The most interesting case is probably SOFR. Last week was the first week of "SOFR first", i.e. from 26 July 2021 the banks where suppose to quote SOFR swaps as a default and LIBOR only on request.

The results have been mixed. There is certainly an increase of volume on a monthly basis at LCH, by around 20%. The ISDA figures also indicate an increase both in absolute volume and in volume relative to LIBOR.

But on the other side the relative figures are only around 8%. Clarus reported a figure of 12.3%, for my computation I'm using ISDA figures and only outright SOFR figures (not the SOFR basis figures that are probably mostly against LIBOR).

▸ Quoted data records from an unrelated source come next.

PR #3777, opened 2026-02-17
Normalization of Casters' initial hit points

IDeathlordI:
700hp for unlimited casters for 3p factions.

900hp for limited casters for 3p factions.

800hp for unlimited casters who have 3 research upgrades instead of the normal 2(Dala casters,Dwarf engineer etc) for 3p factions.

600hp for Sunfury's unlimited casters since they have the mana shield mechanic.

800hp for Sunfury's limited casters since they have the mana shield mechanic.

1000hp for The Exodar's unlimited casters since they are unique and pretty expensive.

These general changes have been done on all normal factions, alternative factions(Warsong,etc) and paths(Scarlet Crusade).

All the tooltips related to the casters' researches have been updated.

### DIFF
--- a/mapdata/WarcraftLegacies/UpgradeData/R000.json
+++ b/mapdata/WarcraftLegacies/UpgradeData/R000.json
@@ -113,13 +113,13 @@
       "Level": 1,
       "Id": 828536167,
       "Type": 3,
-      "Value": "Increases Tidesages\u0027 mana capacity, mana regeneration rate and gives them the ability to cast Summon Sea Elemental."
+      "Value": "Increases Tidesages\u0027 mana capacity and mana regeneration rate, and gives them the ability to cast Summon Sea Elemental."
     },
     {
       "Level": 2,
       "Id": 828536167,
       "Type": 3,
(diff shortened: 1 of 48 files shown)


mapdata/WarcraftLegacies/UpgradeData/R000.json
```diff
@@ -108,13 +113,13 @@
       "Level": 1,
       "Id": 828536167,
       "Type": 3,
-      "Value": "Increases Tidesages\u0027 mana capacity, mana regeneration rate, hit points and gives them the ability to cast Summon Sea Elemental."
+      "Value": "Increases Tidesages\u0027 mana capacity, mana regeneration rate and gives them the ability to cast Summon Sea Elemental."
```
YakaryBovine: Just a grammar fix here...
```suggestion
      "Value": "Increases Tidesages\u0027 mana capacity and mana regeneration rate, and gives them the ability to cast Summon Sea Elemental."
```
I think you should be able to use find and replace to make a similar fix across all of the other upgrades, you shouldn't need to do it manually per.

Issue #3607, opened 2026-01-10
Convention-based GameSetup via Reflection


alrun3:
`GameSetup` is currently ad-hoc, requiring explicit callsites and boilerplate to wire initialization logic.

`CSharp.lua` provides basic reflection support to scan assemblies and invoke methods by name. This could be leveraged to introduce convention-based initialization; for example, automatically invoking all methods matching a known signature such as:

```csharp
public static void OnGameSetup()
```

This approach is intentionally minimal, aiming to reduce ceremony around initializers and provide a single callsite that can support cross-cutting concerns (e.g. profiling).

If this proves insufficient for managing interdependencies, a follow-up convention (e.g. a post-initialization hook) could be added

YakaryBovine:
@alrun3 I completely agree; vertically slicing by faction would be a great folder architecture for this map because the vast majority of end-user features are oriented around factions. Seems like a great change.

The only caveat is that the `FactionObjectLimits` folder is in the Shared project because it needs to be exposed to `WarcraftLegacies.CLI`; it's used in migrations to help determine unit tooltips.

PR #3871, opened 2026-03-15
Reorganize WarcraftLegacies.Source by faction-based vertical slices

YakaryBovine:
A step towards #3607. Moves content that is specific to individual factions into folders named after those factions. There should be no functional changes or refactors to individual files, other than renames of classes.


YakaryBovine:
> LGTM, nice to have normalized all the namespaces too, e.g. `Fel_Horde` vs. `FelHorde`. Maybe we'll trim some more in the future - e.g. is the `Factions` namespaces needed?

Yeah, that would be nice. I've gotten so used to enforcing folders = namespace but there are lots of cases in this project where having a shorter namespace than the folder structure would be convenient. I wonder if there's a way to truncate specifically just the `Factions` part of the namespace while leaving the rule in tact?

> What about spells? Since we've made some changes in this PR, should we move the remaining ones to `Shared`, and those that only have a single reference, and aren't generic, move them to a faction-specific `Spells` folder (e.g. `ExactJusticeSpell`)?

Yeah, definitely. I think I'll do that in a follow-up PR.

PR #3878, opened 2026-03-19
Vampirika/hardened plating standardisation

vampirika:
TODO: 
- Research doesn't seem to be upgrading from level 1 to level 2 e.g. legion (base) upgrade in barracks should increase from 6 to 12 on fel guard.
- Create/use hardened research icon (use Mountain Giant one).
- Add researches to all other factions that require.
- Check if Hardened skill position fits on all units.


YakaryBovine:
@vampirika Before you get too far: this is definitely a `dev`-targeted change in complexity!

PR #3885, opened 2026-03-21
Feat/starting resources

### LINKED ISSUE #3882: Give player starting gold at 0 seconds rather than 60 seconds
This is so that players can queue up their starting buildings during the starting cinematic rather than having to rush to do it at the start of turn 1.

alrun3:
* Starting resources are now given when a player is assigned to a faction
* Starting resources for Scarlet Crusade are now given in the same way as other factions
* Factions are now only added to the multiboard using events

Closes #3882


YakaryBovine (approved):
Nice, that makes more sense. I especially like that optional factions properly get their starting gold and income even when I skip the intro cinematic before they're picked.

Issue #3886, opened 2026-03-22
Silvermoon Control Point could not be recaptured after being captured.


Technopigg:
Dev  branch.

SIlvermoon CP when taken by Scourge was unable to be retaken , income also appealingly stopped being received from it.

PR #3931, opened 2026-03-29
fix: doomhammer tooltip references `YBRR` instead of `YBRO`

alrun3:
Split from #3928


YakaryBovine:
Dang, wish I had looked at this before doing a hotfix!

YakaryBovine:
> > Dang, wish I had looked at this before doing a hotfix!
> 
> My bad, I didn't want to tag you with notifications at night

Not your fault! Also it turns out I have to do another hotfix #3886 anyway, so this will go out with that.

PR #3949, opened 2026-03-31
Chore/unused buffs

alrun3:
* Integrity checker now validates references to buffs on fields we've modified
* All abilities now reference valid buffs
* All buffs reported as unused are removed
* Fixes some upstream issues with buffs, which also manifested in our files. E.g. BUhf (non-existent) vs. Buhf (exist). We can choose to revert these

TODO: 
* Follow up on A09N and the use of `ModAbilityAvailability`

If reviewed OK, can I ask for you to merge and follow up with the cleanup of models? I don't have Git LFS configured


src/Warcraft.Integrity/UnreachableObjectCollection.cs
```diff
@@ -1230,6 +1239,27 @@ private void RemoveWithChildren(Ability ability)
...
+        }
+
+        try
+        {
+          foreach (var buff in ability.StatsEffects.TryGetBuffsAtLevel(i, ability.IsStatsEffectsModified[i]))
+          {
+            RemoveWithChildren(buff);
+          }
+        }
+        catch (InvalidCastException) when (ability is DeathKnightAnimateDead)
```
YakaryBovine: Never seen this syntax before, containing a catch with a type check. Cool

PR #3959, opened 2026-04-01
chore: remove unused abilities only disabled in code

alrun3:


YakaryBovine (approved):
Wow, there were quite a few of these.

PR #3963, opened 2026-04-02
chore: remove extraneous ability modifications

alrun3:
Applies some of the learnings from https://github.com/AzerothWarsLR/WarcraftLegacies/pull/3960. We'd want to automate this in the future, but for now let's just prune the excess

LCH is also now reporting weekly figures. The first SOFR first week certainly is above most of previous weeks, but not the highest of all. The week finishing on 16 July was higher. Is it due to general lower trading activity in the last week of July? The coming weeks will tell us more about it.



In any way, 8% or 12%, the first SOFR first week is far from showing SOFR as the first and main interest rate benchmark. We need to reach above 100% (relative to LIBOR figures) to really call it "SOFR First".

Summary: Progress, but only small progress!